Your task — Which lines run from the line with "and I'm seeing" through the line with "Thanks for getting back to me." in the entries below? Print them exactly, both ends included, and nothing more.

Provided data —
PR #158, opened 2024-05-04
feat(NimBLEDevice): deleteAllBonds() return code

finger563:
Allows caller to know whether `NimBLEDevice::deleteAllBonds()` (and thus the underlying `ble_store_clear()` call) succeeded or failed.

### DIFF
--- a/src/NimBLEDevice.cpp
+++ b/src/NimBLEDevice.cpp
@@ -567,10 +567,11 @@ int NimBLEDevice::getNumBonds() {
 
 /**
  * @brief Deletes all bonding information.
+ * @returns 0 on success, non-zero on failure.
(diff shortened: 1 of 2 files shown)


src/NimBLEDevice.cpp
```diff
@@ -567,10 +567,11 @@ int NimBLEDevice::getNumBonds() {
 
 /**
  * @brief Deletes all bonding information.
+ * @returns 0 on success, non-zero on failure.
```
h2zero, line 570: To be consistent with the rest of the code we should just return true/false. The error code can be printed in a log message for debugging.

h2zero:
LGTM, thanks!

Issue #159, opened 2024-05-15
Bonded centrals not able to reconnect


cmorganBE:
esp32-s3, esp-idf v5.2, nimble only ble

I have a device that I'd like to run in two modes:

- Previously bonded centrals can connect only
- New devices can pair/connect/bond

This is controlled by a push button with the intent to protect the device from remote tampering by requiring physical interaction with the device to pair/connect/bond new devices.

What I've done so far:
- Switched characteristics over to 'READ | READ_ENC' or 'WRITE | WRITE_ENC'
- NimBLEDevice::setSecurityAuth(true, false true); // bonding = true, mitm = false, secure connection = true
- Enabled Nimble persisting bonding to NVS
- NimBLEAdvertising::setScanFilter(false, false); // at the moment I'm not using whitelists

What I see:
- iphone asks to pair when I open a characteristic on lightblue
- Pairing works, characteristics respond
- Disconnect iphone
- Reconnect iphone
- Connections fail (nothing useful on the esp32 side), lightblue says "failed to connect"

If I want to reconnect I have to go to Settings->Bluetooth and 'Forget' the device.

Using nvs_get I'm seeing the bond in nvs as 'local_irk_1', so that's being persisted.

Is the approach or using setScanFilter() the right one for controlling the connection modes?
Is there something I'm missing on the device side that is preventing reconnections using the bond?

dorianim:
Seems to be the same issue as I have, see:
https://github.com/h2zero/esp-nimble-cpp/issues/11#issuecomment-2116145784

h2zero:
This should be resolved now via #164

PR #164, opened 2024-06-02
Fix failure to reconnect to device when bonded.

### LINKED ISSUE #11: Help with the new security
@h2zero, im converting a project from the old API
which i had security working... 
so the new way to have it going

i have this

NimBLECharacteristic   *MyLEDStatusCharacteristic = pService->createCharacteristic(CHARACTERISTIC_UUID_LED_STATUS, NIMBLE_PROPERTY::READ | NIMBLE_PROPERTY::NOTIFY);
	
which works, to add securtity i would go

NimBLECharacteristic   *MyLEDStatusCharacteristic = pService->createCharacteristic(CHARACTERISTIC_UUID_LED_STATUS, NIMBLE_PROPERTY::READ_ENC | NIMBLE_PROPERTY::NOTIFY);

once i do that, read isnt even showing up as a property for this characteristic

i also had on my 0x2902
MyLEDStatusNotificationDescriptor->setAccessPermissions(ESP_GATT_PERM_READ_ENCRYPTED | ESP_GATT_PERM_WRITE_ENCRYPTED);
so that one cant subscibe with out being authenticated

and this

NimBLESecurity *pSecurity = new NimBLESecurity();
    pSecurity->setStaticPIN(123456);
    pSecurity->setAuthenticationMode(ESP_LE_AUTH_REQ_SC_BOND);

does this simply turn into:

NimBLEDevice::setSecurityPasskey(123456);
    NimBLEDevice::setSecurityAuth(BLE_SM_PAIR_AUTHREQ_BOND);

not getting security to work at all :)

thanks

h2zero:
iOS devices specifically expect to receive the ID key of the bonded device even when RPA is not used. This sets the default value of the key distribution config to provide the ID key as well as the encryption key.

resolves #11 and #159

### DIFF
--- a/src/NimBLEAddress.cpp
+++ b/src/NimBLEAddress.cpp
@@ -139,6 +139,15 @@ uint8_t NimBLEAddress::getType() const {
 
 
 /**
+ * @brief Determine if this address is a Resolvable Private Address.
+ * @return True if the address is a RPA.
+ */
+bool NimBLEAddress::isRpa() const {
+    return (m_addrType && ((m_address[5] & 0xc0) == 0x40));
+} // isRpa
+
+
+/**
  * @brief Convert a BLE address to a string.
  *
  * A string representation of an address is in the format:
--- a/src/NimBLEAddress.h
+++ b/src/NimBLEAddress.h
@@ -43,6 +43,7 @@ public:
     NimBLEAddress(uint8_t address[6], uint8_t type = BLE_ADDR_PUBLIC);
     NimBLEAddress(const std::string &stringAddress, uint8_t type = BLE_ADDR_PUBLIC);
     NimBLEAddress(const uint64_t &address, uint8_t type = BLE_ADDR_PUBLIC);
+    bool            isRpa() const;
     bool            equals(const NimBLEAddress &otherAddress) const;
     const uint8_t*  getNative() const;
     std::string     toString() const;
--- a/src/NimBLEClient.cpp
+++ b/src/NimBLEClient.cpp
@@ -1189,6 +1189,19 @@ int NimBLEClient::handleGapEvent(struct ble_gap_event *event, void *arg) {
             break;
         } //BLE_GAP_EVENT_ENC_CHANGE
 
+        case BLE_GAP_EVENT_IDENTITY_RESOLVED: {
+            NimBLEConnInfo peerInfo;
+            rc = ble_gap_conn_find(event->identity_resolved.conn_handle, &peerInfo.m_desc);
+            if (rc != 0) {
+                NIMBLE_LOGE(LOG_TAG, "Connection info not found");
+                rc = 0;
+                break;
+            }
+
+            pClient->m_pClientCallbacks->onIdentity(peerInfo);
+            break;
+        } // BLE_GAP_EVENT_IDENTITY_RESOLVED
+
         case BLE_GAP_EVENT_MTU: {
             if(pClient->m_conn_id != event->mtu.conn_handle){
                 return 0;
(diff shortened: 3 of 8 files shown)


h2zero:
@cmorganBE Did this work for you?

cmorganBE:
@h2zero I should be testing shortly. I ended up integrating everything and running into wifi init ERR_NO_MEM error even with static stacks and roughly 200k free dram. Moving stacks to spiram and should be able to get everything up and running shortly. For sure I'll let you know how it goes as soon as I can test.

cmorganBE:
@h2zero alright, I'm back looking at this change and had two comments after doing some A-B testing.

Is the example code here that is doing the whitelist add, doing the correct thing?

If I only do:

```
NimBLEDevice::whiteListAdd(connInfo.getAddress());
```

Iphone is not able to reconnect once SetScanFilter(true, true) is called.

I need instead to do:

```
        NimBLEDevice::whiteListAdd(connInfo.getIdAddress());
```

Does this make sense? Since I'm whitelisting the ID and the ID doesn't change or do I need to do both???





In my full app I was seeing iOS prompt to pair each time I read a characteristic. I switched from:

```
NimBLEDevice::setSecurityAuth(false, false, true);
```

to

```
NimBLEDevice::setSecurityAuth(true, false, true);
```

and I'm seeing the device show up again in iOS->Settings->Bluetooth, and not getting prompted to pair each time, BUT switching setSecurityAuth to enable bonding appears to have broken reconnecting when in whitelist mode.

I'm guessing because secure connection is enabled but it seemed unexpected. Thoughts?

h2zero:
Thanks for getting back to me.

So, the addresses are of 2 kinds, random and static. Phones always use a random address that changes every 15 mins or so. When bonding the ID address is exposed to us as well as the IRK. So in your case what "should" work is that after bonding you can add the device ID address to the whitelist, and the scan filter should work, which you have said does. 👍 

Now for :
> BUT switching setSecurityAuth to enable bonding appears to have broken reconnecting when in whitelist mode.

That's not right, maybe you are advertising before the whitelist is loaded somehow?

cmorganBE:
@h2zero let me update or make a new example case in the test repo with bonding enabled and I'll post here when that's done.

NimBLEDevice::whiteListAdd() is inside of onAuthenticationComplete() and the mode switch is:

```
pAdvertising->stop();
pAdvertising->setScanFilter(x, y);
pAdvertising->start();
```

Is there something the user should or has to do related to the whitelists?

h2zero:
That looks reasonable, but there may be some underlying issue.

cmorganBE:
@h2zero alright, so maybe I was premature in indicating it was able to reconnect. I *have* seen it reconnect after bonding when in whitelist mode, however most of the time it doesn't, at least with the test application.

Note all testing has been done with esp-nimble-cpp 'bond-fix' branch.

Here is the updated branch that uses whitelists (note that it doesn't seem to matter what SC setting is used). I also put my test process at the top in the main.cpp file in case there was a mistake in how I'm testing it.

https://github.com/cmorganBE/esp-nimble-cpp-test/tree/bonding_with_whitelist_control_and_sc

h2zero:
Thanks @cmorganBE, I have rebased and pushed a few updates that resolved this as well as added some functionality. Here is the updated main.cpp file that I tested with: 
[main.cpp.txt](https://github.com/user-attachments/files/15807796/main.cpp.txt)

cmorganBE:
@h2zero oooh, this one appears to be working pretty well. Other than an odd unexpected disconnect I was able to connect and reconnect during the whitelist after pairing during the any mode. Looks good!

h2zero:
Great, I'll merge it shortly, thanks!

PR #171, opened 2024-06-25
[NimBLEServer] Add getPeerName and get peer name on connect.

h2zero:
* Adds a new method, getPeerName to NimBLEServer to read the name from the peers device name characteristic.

Output for this exercise —
and I'm seeing the device show up again in iOS->Settings->Bluetooth, and not getting prompted to pair each time, BUT switching setSecurityAuth to enable bonding appears to have broken reconnecting when in whitelist mode.

I'm guessing because secure connection is enabled but it seemed unexpected. Thoughts?

h2zero:
Thanks for getting back to me.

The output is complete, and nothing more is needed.